発汗が停止し皮膚は乾燥しています。体温調節能力を失い、体温が40.5度以上で意識障害が認められます。非常に危険で死の危険性が高い状態です。体温が41度を超えてくると、臓器不全や中枢神経障害が起き生体が機能しなくなってきます。

対処方法

とにかく冷却です。重要ポイントはいかに早く体温を下げられるかだということです。目安としては30分以内に40度以下にすることです。そして救急隊を待ちます。「寒い」と言われるくらいまで冷却してください。

水道が近くにあるならばホースをつなぎ全身に水をかけ、室内の利用が可能であればエアコンは出力最大にし、扇風機や氷のう、アイスパックなど冷却できるものを総動員します。

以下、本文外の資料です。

PR #155, opened 2021-12-23
RHIROS #448 - Make IsConfigured API response consistent with Openapi spec

apuntamb:
In addition to maintaining consistency between the API response and the Openapi spec, also refactored queries inside the `is_configured` api to only count those systems which have a performance profile similar to the query for `systems` api.

Also, did a minor refactoring to define common/default queries required by all APIs in one method.

EDIT - Removed the refactoring bit and would instead handle that change in a separate PR.

### DIFF
--- a/ros/api/v1/hosts.py
+++ b/ros/api/v1/hosts.py
@@ -6,13 +6,11 @@ from flask_restful import Resource, abort, fields, marshal_with
 from ros.lib.models import (
     PerformanceProfile, RhAccount, System,
     db, RecommendationRating)
-from ros.lib.utils import (
-    is_valid_uuid, identity,
-    user_data_from_identity,
-    sort_io_dict, default_queries)
+from ros.lib.utils import is_valid_uuid, identity, user_data_from_identity, sort_io_dict
 from ros.api.common.pagination import (
     build_paginated_system_list_response,
-    limit_value, offset_value)
+    limit_value,
+    offset_value)
 import logging
 
 
@@ -29,26 +27,17 @@ SYSTEM_COLUMNS = [
 
 class IsROSConfiguredApi(Resource):
     def get(self):
-        account_number = identity(request)['identity']['account_number']
-        system_query = default_queries(account_number)
-
-        last_reported = (
-            db.session.query(PerformanceProfile.system_id, func.max(PerformanceProfile.report_date).label('max_date')
-                             )
-            .filter(PerformanceProfile.system_id.in_(system_query.subquery()))
-            .group_by(PerformanceProfile.system_id)
-            .subquery()
-        )
-        query = (
-            db.session.query(PerformanceProfile, System, RhAccount)
-            .join(last_reported, (last_reported.c.max_date == PerformanceProfile.report_date) &
-                  (PerformanceProfile.system_id == last_reported.c.system_id))
-            .join(System, System.id == last_reported.c.system_id)
-            .join(RhAccount, RhAccount.id == System.account_id)
-        )
-        system_count = query.count()
-        systems_with_suggestions = query.filter(System.number_of_recommendations > 0).count()
-        systems_waiting_for_data = query.filter(System.state == 'Waiting for data').count()
+        ident = identity(request)['identity']
+        account_query = db.session.query(RhAccount.id).filter(
+            RhAccount.account == ident['account_number']).subquery()
+        system_count = db.session.query(System.id)\
+            .filter(System.account_id.in_(account_query)).count()
+        systems_with_suggestions = db.session.query(System.id)\
+            .filter(System.account_id.in_(account_query))\
+            .filter(System.number_of_recommendations > 0).count()
+        systems_waiting_for_data = db.session.query(System.id)\
+            .filter(System.account_id.in_(account_query))\
+            .filter(System.state == 'Waiting for data').count()
 
         if system_count <= 0:
             status, code = False, 'NO_SYSTEMS'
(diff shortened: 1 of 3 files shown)


ros/api/v1/hosts.py
```diff
@@ -25,30 +25,46 @@
...
+        system_query = default_queries(ident)
 
+        last_reported = (
+            db.session.query(PerformanceProfile.system_id, func.max(PerformanceProfile.report_date).label('max_date')
+                             )
+            .filter(PerformanceProfile.system_id.in_(system_query.subquery()))
+            .group_by(PerformanceProfile.system_id)
+            .subquery()
+        )
+        print(last_reported)
```
saltgen, line 48: Shall we use LOG.info, in case we need this one?

ros/api/v1/hosts.py
```diff
@@ -25,30 +25,46 @@
...
-            }
+        system_query = default_queries(ident)
 
+        last_reported = (
+            db.session.query(PerformanceProfile.system_id, func.max(PerformanceProfile.report_date).label('max_date')
+                             )
+            .filter(PerformanceProfile.system_id.in_(system_query.subquery()))
+            .group_by(PerformanceProfile.system_id)
+            .subquery()
+        )
```
saltgen, line 47: :ok_hand:

ros/api/v1/hosts.py
apuntamb, line 48: @saltgen need to remove the print statement. Forgot to do so. :)

ros/api/v1/hosts.py
```diff
@@ -25,30 +25,46 @@
 ]
 
 
+def default_queries(ident, additional_filter=None):
+    account_query = db.session.query(RhAccount.id).filter(RhAccount.account == ident['account_number']).subquery()
+    if additional_filter is None:
+        return db.session.query(System.id).filter(System.account_id.in_(account_query))
+    return db.session.query(System.id).filter(System.account_id.in_(account_query)).filter(additional_filter)
+
```
saltgen, line 33: Thanks for the modularization :raised_hands: 
Looks like only the `account_number` is required from `ident`, shall we pass just the account_number
in such a case?
Also, I think we can move the function to utils.py or some other file that would be appropriate

ros/api/v1/hosts.py
saltgen: Np. I donno why I deleted the related comment :rofl: Oh well

saltgen:
Done with the comments for now. Thanks for the changes! :smiley:

ros/api/v1/hosts.py
apuntamb: @saltgen You mean directly passing `ident['account_number']` instead of `ident`? Because if so, in any case we have to fetch the account number from ident, so I don't foresee much of a difference.
Do let me know if that sounds okay or not?

PreetiW (approved):
@apuntamb Thank you for making the changes, I have tested this PR locally and it is working fine. Also checked it against Dashboard code and it won't break anything there

image

image

ros/api/v1/hosts.py
saltgen: Agreed, there is not much real-time gain in this, but in terms of readability, IMO this looks clearer.

```
def default_queries(account_number: str, additional_filter: bool = None):
    ...
    ...
```

P.S. Added the type hints just to convey what I really mean, not required to add them.

apuntamb: Done.

PreetiW (changes requested):
Hello @apuntamb 
I was checking filters functionality and the API is giving 500 due to attached screenshot
image

can you please check the reason behind this?

PreetiW (approved):
Thank you looking at the issue @apuntamb , checked with the latest commit and filtering is working fine. I also checked systems details page and it is working as ecpected 💯 

image

image

apuntamb:
@saltgen Any additional comments or can we merge this?

ros/api/v1/hosts.py
```diff
@@ -27,28 +29,34 @@
...
+        account_number = identity(request)['identity']['account_number']
+        system_query = default_queries(account_number)
 
-        if system_count <= 0:
-            return {
-                'success': False,
-                'code': 'NOSYSTEMS',
-                'count': system_count
-            }
+        last_reported = (
```
kgaikwad, line 35: I would like to understand why did you add this extra query?

ros/api/v1/hosts.py
```diff
@@ -27,28 +29,34 @@
...
+            db.session.query(PerformanceProfile.system_id, func.max(PerformanceProfile.report_date).label('max_date')
+                             )
+            .filter(PerformanceProfile.system_id.in_(system_query.subquery()))
+            .group_by(PerformanceProfile.system_id)
+            .subquery()
+        )
+        query = (
+            db.session.query(PerformanceProfile, System, RhAccount)
```
kgaikwad, line 43: Any specific reason you are loading all columns from all three tables and that is to get counts?

kgaikwad (changes requested):

saltgen:
> @saltgen Any additional comments or can we merge this?

Nope, lgtm. Thanks @apuntamb! :raised_hands:

ros/api/v1/hosts.py
apuntamb: @kgaikwad IMO, inside the /systems api, systems are listed based on Performance Profile filter i.e. we show systems only which have Performance Profile associated with the respective system.
It would make more sense to use the same query inside /is_configured api to keep the system counts consistent in both api responses.
Thoughts?

saltgen:
@apuntamb On second thought could you add an assert comparison in the test `test_is_configured`, between
count from systems endpoint and is_configured?

ros/api/v1/hosts.py
```diff
@@ -30,25 +30,32 @@ def get(self):
...
-        system_count = db.session.query(System.id)\
-            .filter(System.account_id.in_(account_query)).count()
-        systems_with_suggestions = db.session.query(System.id)\
-            .filter(System.account_id.in_(account_query))\
-            .filter(System.number_of_recommendations > 0).count()
-        systems_waiting_for_data = db.session.query(System.id)\
-            .filter(System.account_id.in_(account_query))\
-            .filter(System.state == 'Waiting for data').count()
+        system_query = db.session.query(System.id).filter(System.account_id.in_(account_query))
+        last_reported = (
```
kgaikwad, line 34: @apuntamb  - Could you please add new issue for checking PerformanceProfile records?
Original issue only talks about inconsistent response formats.

tests/test_api_endpoints.py
```diff
@@ -38,7 +38,7 @@ def test_status():
         assert response.json["status"] == "Application is running!"
 
 
-def test_is_configured(auth_token, db_setup, db_create_account, db_create_system):
+def test_is_configured(auth_token, db_setup, db_create_account, db_create_system, db_create_performance_profile):
```
kgaikwad, line 41: @apuntamb  - why `db_create_performance_profile` required here?

apuntamb: fixed.

apuntamb:
@kgaikwad As discussed over call with @pgarciaq , will handle **not** showing all systems i.e. **only** those systems which are shown through `/systems` api response in `is_configured` api too, in a separate PR.

kgaikwad (approved):
LGTM :+1: 
As discussed, refactoring and mismatched system count issue should be handled separately.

体はよくできているので、体にとって何か不都合なことがあれば必ずサインをだしてくれます。

体の中の水分が減ってきたなら喉の渇きを感じ、かなり不足すると頭痛・めまいなどの脱水症状がでてきます。更に電解質が不足すると筋肉の痛みやけいれんが起きます。

これらの体からのサインを見落さず、各ステップでの適切な処置を施すことで、次のステップに進行させず自分の命を守るとができます。

暑さになれるまでの期間は2週間

次に、熱中症を未然に防ぐための対策についてです。汗の量が増えて、体温が下げられる状態になるまでに約2週間かかります。

人は体が暑さに慣れるまで、汗をうまくかけず熱を外に逃がすことができません。それにより体温が上昇し、熱中症を発症しやすくなります。

運動量はステップアップ

基本的に運動量を落とし、徐々に高めるイメージです。

☑運動時間は、30分~100分

☑激しい運動を控える

☑気温が高くなり始める5~6月から開始

暑さに慣れるまでは3日以上空けずに行うようにします。海外の暑熱環境地域では最低でも5日以上前に現地に入り上記の練習内容を行います。なぜなら、暑さに慣れ始めるのに5日かかるからです。

但し、暑さに慣れるまでの期間は個人の生活環境や状態(冷房の使い方・睡眠時間等)により異なります。

まとめ

  • 各ステップで適切な対処を行う

死に至る危険性を遠ざけることができます。

  • 暑さになれるまでの2週間は、練習時間・運動強度を落とす

➡正常な発汗により熱を体に貯めこまず熱中症を防ぐことができます。